# What is needed
Gather every line of the entries that includes the word "faker".

☆ ☆ ☆ ☆

PR #49, opened 2025-04-02
User authorization

CodeSmitty:
Added User authorization with pundit for user recipes.


Gemfile
```diff
@@ -89,3 +89,5 @@ group :test do
   gem "capybara"
   gem "selenium-webdriver"
 end
+
+gem "pundit", "~> 2.5"
```
nfoos: Should probably move this up with the other gems not in groups

app/controllers/recipes_controller.rb
```diff
@@ -15,23 +15,23 @@ def web_result
 
   # GET /recipes or /recipes.json
   def index
-    @recipes = Recipe.with_text(params[:query]).in_categories(params[:category_names]).sorted
+    @recipes = policy_scope(Recipe.with_text(params[:query]).in_categories(params[:category_names]).sorted)
```
nfoos: Should be able to chain this like policy_scope(Recipe).with_text...

app/controllers/recipes_controller.rb
```diff
@@ -15,23 +15,23 @@ def web_result
...
   end
 
   # GET /recipes/1 or /recipes/1.json
   def show; end
 
   # GET /recipes/new
   def new
-    @recipe = Recipe.new
+    @recipe = current_user.recipes.build
```
nfoos: I think you can use new instead of build. They do the same thing, I'm just used to new

app/models/user.rb
```diff
@@ -1,3 +1,4 @@
 class User < ApplicationRecord
   include Clearance::User
+  has_many :recipes, dependent: nil
```
nfoos: Why the dependent: nil?

app/policies/application_policy.rb
nfoos, line 1: Were the contents of this file auto generated?

app/policies/recipe_policy.rb
nfoos, line 1: I think you'll need show and index methods as well

app/views/recipes/index.html.erb
```diff
@@ -21,6 +21,7 @@
     <% end %>
   </div>
   <div id="recipes" class="flex-column flex-wrap justify-center lg:flex-nowrap">
+    <% if @recipes %>
```
nfoos: This shouldn't be necessary if @recipes is an array. Is it nil if there are no recipes for the user?

db/migrate/20250330181923_add_user_ref_to_recipes.rb
```diff
@@ -0,0 +1,6 @@
+class AddUserRefToRecipes < ActiveRecord::Migration[7.2]
+  Recipe.delete_all
```
nfoos: Is there a reason why this isn't inside the method? Does it work like this?

db/seeds/002_recipes.rb
```diff
@@ -195,6 +209,7 @@
     description: "Kebabs are a quintessential summer recipe, and our version got a sweet upgrade with fresh pineapple, red bell pepper, and a mixture of honey, soy sauce, and apple cider vinegar. If you have a bit of extra time, you could marinate the kebabs first, but it's equally delicious brushed on while grilling.",
     notes: "If using wooden skewers, soak them in water for 30 minutes before threading to avoid them charring or catching on fire.\n\nTry using steak instead of  pork and mango instead of pineapple.",
     category_names: %w[Pork Main],
+    user_id: 1
```
nfoos: Not a fan of using hardcoded ids. You should find the existing user instead. Either User.first or find by email. Also, since all recipes are getting the same user, you can just set it on the loop below

user.recipes.find_or_initialize...

Gemfile
CodeSmitty: I did not look at it. My mistake. I just installed it didn't pay attention to it.

app/models/user.rb
CodeSmitty: Rubocop

app/policies/application_policy.rb
CodeSmitty: yes, I needed to run rails g pundit:install. I wasn't sure if I wanted to create it myself. So I generated it, less chance of mistake on my part. Reading docs, I noticed a lot of it ran from application_policy. Why I added it. (It worked without it too).

app/views/recipes/index.html.erb
CodeSmitty: Yes, it is nil if there are no recipes. I added that so I could see the application. The code broke when I added the scope because I hadn't implemented the scope correctly exeg(scope.where(user=user). So I got cannot read each of nil error. I know if @recipes is not needed. It's temporary.

db/migrate/20250330181923_add_user_ref_to_recipes.rb
CodeSmitty: The reason is, I'm dumb and wasn't sure where to put it; but yes it works like this. lol

spec/factories/clearance.rb
```diff
@@ -4,7 +4,18 @@
   end
 
   factory :user do
-    email
+    email { generate(:email) }
```
nfoos: This change is not necessary. The email sequence works without it
image

spec/factories/clearance.rb
```diff
@@ -4,7 +4,18 @@
...
+FactoryBot.define do
+  sequence :name do |n|
+    "chicken#{n}"
+  end
+
+  factory :recipe do
+    name { :name }
+    user { :user }
+  end
+end
```
nfoos: I'd move this to it's own file. It technically has nothing to do with `clearance` and I usually see each model with its own factory file.  So this would go in **spec/factories/recipe.rb**.  Honestly, you could probably rename this file as well to be **spec/factories/user.rb**

spec/factories/clearance.rb
```diff
@@ -4,7 +4,18 @@
...
 end
+
+FactoryBot.define do
+  sequence :name do |n|
+    "chicken#{n}"
+  end
+
+  factory :recipe do
+    name { :name }
+    user { :user }
```
nfoos: What you have here won't work.

``` suggestion
    name
    user
```

spec/factories/clearance.rb
```diff
@@ -4,7 +4,18 @@
...
   factory :user do
-    email
+    email { generate(:email) }
     password { 'password' }
   end
 end
+
+FactoryBot.define do
+  sequence :name do |n|
+    "chicken#{n}"
```
nfoos: If you want to have some default realistic values, you could install and use the faker gem https://github.com/faker-ruby/faker

spec/policies/recipe_policy_spec.rb
```diff
@@ -0,0 +1,29 @@
...
+require './spec/support/features/clearance_helpers'
+
+RSpec.describe RecipePolicy, type: :request do
+  let(:user) { create(:user) }
+  let(:other_user) { create(:user) }
+  let(:recipe) { create(:recipe, user: user) }
+
+  context 'when unauthenticated' do
+    it 'redirects to login' do
+      get '/recipes'
```
nfoos: The tests you've added to this file don't belong here. They should be in the recipe request spec. This file would be used to test the policy class directly without any http request

spec/factories/clearance.rb
CodeSmitty: I actually read a lot about faker. Wasn't sure if you wanted to go that route.

app/policies/recipe_policy.rb
```diff
@@ -0,0 +1,53 @@
+class RecipePolicy < ApplicationPolicy
+  attr_reader :user, :recipe
+
+  def initialize(user, recipe)
+    @user = user
+    @recipe = recipe
+  end
+
+  def show
```
nfoos: Got the wrong name, which means the method in `ApplicationPolicy ` is being used instead
```suggestion
  def show?
```

app/policies/recipe_policy.rb
```diff
@@ -0,0 +1,53 @@
...
+    owner?
+  end
+
+  def index
```
nfoos: Wrong name here as well. I'm also skeptical of the `owner?` check for this action since you will have a collection of recipes instead of just one. Technically, you aren't even calling authorize on the index.  I'd probably just make this return `true`.
```suggestion
  def index?
```

spec/requests/recipes_spec.rb
```diff
@@ -1,25 +1,70 @@
...
+    context 'when unauthenticated' do
+      it 'redirects to login' do
+        get '/recipes'
+        expect(response).to redirect_to(sign_in_path)
+      end
     end
   end
 
   describe 'GET /recipes/:id' do
-    it 'returns a 200' do
```
nfoos, line 19: Not sure why you deleted this test

spec/requests/recipes_spec.rb
```diff
@@ -1,25 +1,70 @@
...
   let(:recipe_name) { 'Spaghetti' }
   let(:category_name) { 'Italian' }
   let(:category) { Category.create(name: category_name) }
-  let!(:recipe) { Recipe.create(name: recipe_name, categories: [category]) }
-  let(:user) { create(:user) }
+  let!(:recipe) { Recipe.create(name: recipe_name, categories: [category], user: user) }
+  let(:other_user) { create(:user) }
 
   describe 'GET /recipes' do
-    it 'returns a 200' do
```
nfoos, line 11: Not sure why you deleted this test

app/policies/recipe_policy.rb
CodeSmitty: This is one of those that confuse me lol. When is should I use the ? or not. I read it in the docs but still have trouble deciding.

app/controllers/application_controller.rb
```diff
@@ -4,6 +4,9 @@
 
 class ApplicationController < ActionController::Base
   include Clearance::Controller
+  include Pundit::Authorization
+  after_action :verify_authorized unless :health_check
```
nfoos: This isn't working how you think it might be.  The symbol `:health_check` evaluates to true, so it will never apply the `after_action`.

The proper syntax would be `after_action :verify_authorized, except: %i[health_check]`

However, you'll find that the `index` route will raise an exception since `authorize` is not being called.  The pundit README provides a good example to enforce `policy_scope` on `index` and `authorize` on all other actions. Combined with an exception for `health_check` it would look like this:

```
after_action :verify_pundit_authorization, except: %i[health_check new create]

...

private

def verify_pundit_authorization
  if action_name == "index"
    verify_policy_scoped
  else
    verify_authorized
  end
end
```

app/controllers/recipes_controller.rb
```diff
@@ -15,23 +15,26 @@ def web_result
...
   def index
-    @recipes = Recipe.with_text(params[:query]).in_categories(params[:category_names]).sorted
+    @recipes = policy_scope(Recipe).with_text(params[:query]).in_categories(params[:category_names]).sorted
   end
 
   # GET /recipes/1 or /recipes/1.json
-  def show; end
+  def show
+    authorize @recipe
+    @recipe = Recipe.find(params[:id])
```
nfoos: This isn't needed, `@recipe` was already set by the `set_recipe` before action.  It also wouldn't make sense to set the recipe after calling authorize, because you could end up setting a different recipe.

I think you could handle all of the `authorize` calls in this controller by updating the `set_recipe` method:

```
def set_recipe
  @recipe = authorize Recipe.find(params[:id])
end
```

spec/requests/recipes_spec.rb
```diff
@@ -1,25 +1,103 @@
...
+        expect { get recipe_path(recipe) }.to raise_error(Pundit::NotAuthorizedError)
+      end
+    end
+  end
+
+  describe 'POST /recipes' do
+    context 'when user is unauthenticated' do
+      it 'redirects to login' do
+        post '/recipes'
+        expect { post recipes_path }.to redirect_to(sign_in_path)
```
nfoos:
```suggestion
        expect(response).to redirect_to(sign_in_path)
```

spec/factories/recipe.rb
```diff
@@ -0,0 +1,10 @@
+FactoryBot.define do
+  sequence :name do |n|
+    "chicken#{n}"
+  end
+
+  factory :recipe do
+    name
+    association :user
```
nfoos: I had to look this up. The `association` here is optional, it works implicitly since the factory and association names are the same https://github.com/thoughtbot/factory_bot/blob/main/GETTING_STARTED.md#implicit-definition

db/seeds/003_users.rb
nfoos, line 1: The seeds files are ran in alphanumeric order. You'll want the users seed to run before the other two, so you should rename them accordingly.

001_users.rb
002_categories.rb
003_recipes.rb

db/seeds/003_users.rb
```diff
@@ -0,0 +1,8 @@
+# db/seeds.rb
+exit unless Rails.env.development?
+
+admin = User.find_or_initialize_by(email: 'admin@example.com')
+admin.password = 'password'
+admin.save!(validate: false)
```
nfoos: I think you can condense this down to one line:
```suggestion
User.find_or_initialize_by(email: 'admin@example.com').update(password: 'password')
```

db/migrate/20250330181923_add_user_ref_to_recipes.rb
nfoos: Interesting. So I think the way this is, it will delete all the recipes when rolling back as well as migrating.  If you wanted to only delete the recipes on migrate, you'd want to do something like:

```
def up
  Recipe.delete_all
  add_reference :recipes, :user, null: false, foreign_key: true
end

def down
  remove_reference :recipes, :user, null: false, foreign_key: true
end
```

app/models/user.rb
nfoos: I think I'd probably set this to `:destroy`, although I'd also be open to `:restrict_with_error` or `:restrict_with_exception`

app/controllers/recipes_controller.rb
```diff
@@ -46,6 +46,7 @@ def create
 
   # PATCH/PUT /recipes/1 or /recipes/1.json
   def update
+    redirect_to :edit, notice: 'This user is not allowed to update this recipe.' unless authorize @recipe
```
nfoos: This redirect doesn't actually happen because `authorize` raises an error. You can also remove this `authorize` call since `set_recipe` already does it.

You might consider handling the errors as described here https://github.com/varvet/pundit?tab=readme-ov-file#rescuing-a-denied-authorization-in-rails

app/controllers/recipes_controller.rb
```diff
@@ -67,6 +69,7 @@ def destroy
   end
 
   def toggle_favorite
+    authorize @recipe
```
nfoos: Already handled by `set_recipe`

app/models/user.rb
CodeSmitty: I think I prefer destroy, maybe expeption?? If user gets deleted, I would assume we want the recipes to with with them.

db/migrate/20250330181923_add_user_ref_to_recipes.rb
CodeSmitty: So do I need to do a rollback on this specific migration and re migrate to fix this?

nfoos: That would be the proper way to do it, yes.

You could also checkout the main branch, reset the db, then switch back to this branch, update the migration script and then apply

app/policies/recipe_policy.rb
nfoos: Common practice is to name methods that return true/false with a ?

Here specifically, I think pundit is inferring that if you are calling authorize from an action named foo, it should use the foo? method in the policy class

app/controllers/recipes_controller.rb
```diff
@@ -59,6 +59,7 @@ def update
 
   # DELETE /recipes/1 or /recipes/1.json
   def destroy
+    redirect_to :show, notice: 'This user is not allowed to delete this recipe.' unless authorize @recipe
```
nfoos: I guess I should have commented on this line as well. You can remove it because authorize is already being called and the redirect won't happen because it raises an error

CodeSmitty: I just missed it. I looked around for any other authorize. My bad.

app/controllers/application_controller.rb
```diff
@@ -4,6 +4,9 @@
 
 class ApplicationController < ActionController::Base
   include Clearance::Controller
+  include Pundit::Authorization
+  after_action :verify_pundit_authorization, except: %i[health_check new create]
```
nfoos: After thinking about this for a while, it would probably be best to not exclude `new` and `create` here. Rubocop doesn't like it anyway.

Removing it from here, you will need to skip authorization for in the recipe and user controllers.

app/controllers/recipes_controller.rb
nfoos, line 1: You need to skip authorization for `web_search` and `web_result`

`skip_after_action :verify_pundit_authorization, only: %i[web_search web_result new create]`

app/policies/recipe_policy.rb
```diff
@@ -0,0 +1,53 @@
...
+    owner?
+  end
+
+  def index?
+    true
+  end
+
+  def create?
+    owner?
+  end
```
nfoos: I'd maybe just remove these 2 methods since they aren't actually being used

app/policies/recipe_policy.rb
```diff
@@ -0,0 +1,53 @@
+class RecipePolicy < ApplicationPolicy
+  attr_reader :user, :recipe
+
+  def initialize(user, recipe)
+    @user = user
+    @recipe = recipe
+  end
```
nfoos: You can just remove these, and then update the `owner?` method to use `record` instead of `recipe`. You might even want to consider moving the `owner?` method to the `ApplicationPolicy` because it would be useful for other policies in the future.

spec/models/recipes_spec.rb
```diff
@@ -1,12 +1,14 @@
 require 'rails_helper'
+require './spec/support/features/clearance_helpers'
```
nfoos: I don't think this is needed

spec/models/recipes_spec.rb
```diff
@@ -1,12 +1,14 @@
...
 
 RSpec.describe Recipe do
   it { is_expected.to validate_presence_of(:name) }
 
   describe '#category_names' do
     subject { recipe.category_names }
 
-    let(:recipe) { described_class.create(name: 'Spaghetti') }
+    let(:user) { create(:user) }
+    let(:recipe) { described_class.create(name: 'Spaghetti', user: user) }
```
nfoos: I think I'd rather just use factory bot here and not worry about the user at all.
```suggestion
    let(:recipe) { create(:recipe, name: 'Spaghetti') }
```

spec/models/recipes_spec.rb
```diff
@@ -23,7 +25,9 @@
   describe '#category_names=' do
     subject(:described_method) { recipe.category_names = category_names }
 
-    let(:recipe) { described_class.create(name: 'Spaghetti') }
+    let(:user) { create(:user) }
+
+    let(:recipe) { described_class.create(name: 'Spaghetti', user: user) }
```
nfoos:
```suggestion
    let(:recipe) { create(:recipe, name: 'Spaghetti') }
```

spec/models/recipes_spec.rb
```diff
@@ -61,9 +65,10 @@
   describe '.with_text' do
     subject { described_class.with_text(query) }
 
+    let(:user) { create(:user) }
```
nfoos:
```suggestion
```

app/controllers/application_controller.rb
CodeSmitty: So would do I just disable the line then? Leave them there.

spec/models/recipes_spec.rb
```diff
@@ -61,9 +65,10 @@
...
     let!(:recipes) do
```
nfoos: Factory bot has a nice way of creating multiple records
`let!(:recipes) { create_list(:recipe, 3) }`

spec/models/recipes_spec.rb
```diff
@@ -80,7 +85,7 @@
     end
 
     context 'when query does not match case' do
-      let(:recipe) { described_class.create(name: 'Birria Tacos') }
+      let(:recipe) { described_class.create(name: 'Birria Tacos', user: user) }
```
nfoos:
```suggestion
      let(:recipe) { create(:recipe, name: 'Birria Tacos') }
```

spec/models/recipes_spec.rb
```diff
@@ -91,14 +96,15 @@
   describe '.in_categories' do
     subject { described_class.in_categories(category_names) }
 
+    let(:user) { create(:user) }
```
nfoos:
```suggestion
```

spec/models/recipes_spec.rb
```diff
@@ -91,14 +96,15 @@
...
     let!(:japanese) { Category.create!(name: 'Japanese') }
 
-    let!(:tacos) { described_class.create!(name: 'Tacos', categories: [mexican]) }
-    let!(:pasta) { described_class.create!(name: 'Pasta', categories: [italian]) }
-    let!(:sushi) { described_class.create!(name: 'Sushi', categories: [japanese]) }
-    let!(:fusion) { described_class.create!(name: 'Fusion Dish', categories: [mexican, japanese]) }
+    let!(:tacos) { described_class.create!(name: 'Tacos', categories: [mexican], user: user) }
+    let!(:pasta) { described_class.create!(name: 'Pasta', categories: [italian], user: user) }
+    let!(:sushi) { described_class.create!(name: 'Sushi', categories: [japanese], user: user) }
+    let!(:fusion) { described_class.create!(name: 'Fusion Dish', categories: [mexican, japanese], user: user) }
```
nfoos:
```suggestion
    let!(:tacos) { create(:recipe, name: 'Tacos', categories: [mexican]) }
    let!(:pasta) { create(:recipe, name: 'Pasta', categories: [italian]) }
    let!(:sushi) { create(:recipe, name: 'Sushi', categories: [japanese]) }
    let!(:fusion) { create(:recipe, name: 'Fusion Dish', categories: [mexican, japanese]) }
```

app/controllers/application_controller.rb
CodeSmitty: Never mind, I missunderstood what you meant.

spec/requests/recipes_spec.rb
```diff
@@ -1,25 +1,168 @@
...
-      expect(response).to have_http_status(:ok)
+    context 'when authenticated' do
+      it 'returns a 200' do
+        get recipe_path(recipe, as: user)
+        expect(response).to have_http_status(:ok)
+      end
+    end
+
+    context 'when athenticated and recipe non owner' do
+      before { sign_in(other_user) }
```
nfoos: Rather than actually signing in, clearance provides a backdoor middleware that lets you specify the user with the `as` parameter. https://github.com/thoughtbot/clearance?tab=readme-ov-file#fast-feature-specs

I'm not sure which I prefer. This can save on the total test runtime because you are reducing the number of requests. Whichever you prefer, it would be best to be consistent across all tests.

spec/requests/recipes_spec.rb
```diff
@@ -1,25 +1,168 @@
 require 'rails_helper'
+require './spec/support/features/clearance_helpers'
```
nfoos: I don't think this is needed

spec/requests/recipes_spec.rb
```diff
@@ -1,25 +1,168 @@
...
+
+        expect { delete recipe_path(recipe) }.to raise_error(Pundit::NotAuthorizedError)
+      end
+    end
+  end
+end
+
+  private
+
+def sign_in(user)
```
nfoos: This method could be moved to a helper module in spec/support/requests

nfoos (approved):

PR #50, opened 2025-04-14
Upgraded Tailwind css to v4

CodeSmitty:
## Testing

I tested the category inputs with tom select. Everything else had the correct styling. Those were the only broken ones. I added application.tailwind.css file to stylesheets. Fixed the issue, I moved it it to the newly created tailwind folder and it broke. So that will need to live there. I checked all pages for any styling changes. All seemed unchanged. 

I removed classes from the form inputs and added back to see the changes were happening.


app/assets/tailwind/application.css
```diff
@@ -0,0 +1,75 @@
+@import 'tailwindcss';
+@import 'https://cdnjs.cloudflare.com/ajax/libs/tom-select/2.3.1/css/tom-select.min.css'
+  layer(utilities);
```
nfoos: It bugs me a bit that `app/assets/stylesheets/application.tailwind.css` still exists, but even more so that the styling is duplicated between the two files. As best I can tell, it must be an issue with this import not actually working.

app/assets/tailwind/application.css
```diff
@@ -0,0 +1,75 @@
...
+@plugin '@tailwindcss/aspect-ratio';
+@plugin '@tailwindcss/typography';
+
+@theme {
+  --color-primary: rgb(18 18 18);
+  --color-secondary: #eeb14a;
+  --color-tertiary: rgb(165 68 29);
+  --color-input-label: rgb(238 177 74 / 73%);
+  --color-nav-backdrop: rgb(45 45 45);
+  --color-nav-link-bg: rgba(0, 0, 0, 0.4);
```
nfoos, line 13: The duplication of these from the tailwind.config.js is also not great

app/assets/tailwind/application.css
CodeSmitty: I can test by removing the import. I manually created this file because all of the styling for tom-select and I believe web import. I couldn't get the styling to work with using classes on the form. Unless you want to use javascript instead??? Not sure how best to accomplish this.

app/assets/tailwind/application.css
CodeSmitty: I could remove the --color and name them how we had them if that works better.

nfoos: I'm not really concerned about the naming, I just see these same colors defined in 2 separate files. Are they both being used? If we want to update one, do both files need to be modified?

app/assets/tailwind/application.css
nfoos: It would be nice if the styling would work with just setting classes on the form, but really my problem is just that the same CSS is defined in 2 places. Surely, it's not actually needed in both places, right?  I think I was able to remove everything from `app/assets/stylesheets/application.tailwind.css` except for the tom-select import and then remove the tom-select import from this file and everything appeared to work the same.

app/views/layouts/_navigation.html.erb
nfoos, line 1: Did the hover effect stop working on the navbar links?

app/assets/tailwind/application.css
CodeSmitty: So for this I removed the stylings from both files and nothing changed. The styles were still there. With both of them remoevd. So I am very confused here.

app/views/layouts/_navigation.html.erb
CodeSmitty: The hover still works on my end.

app/assets/tailwind/application.css
CodeSmitty: Something ```tailwind/application.css``` I removed import everything works. Restarted server the next line ```layer(utilities);``` Doesn't let the server start. Get a invalid declaration: layer etc. If I removed that all together. I get cannot apply class: text secondary. Soooo yea...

☆ ☆ ☆ ☆

# Response
nfoos: If you want to have some default realistic values, you could install and use the faker gem https://github.com/faker-ruby/faker
CodeSmitty: I actually read a lot about faker. Wasn't sure if you wanted to go that route.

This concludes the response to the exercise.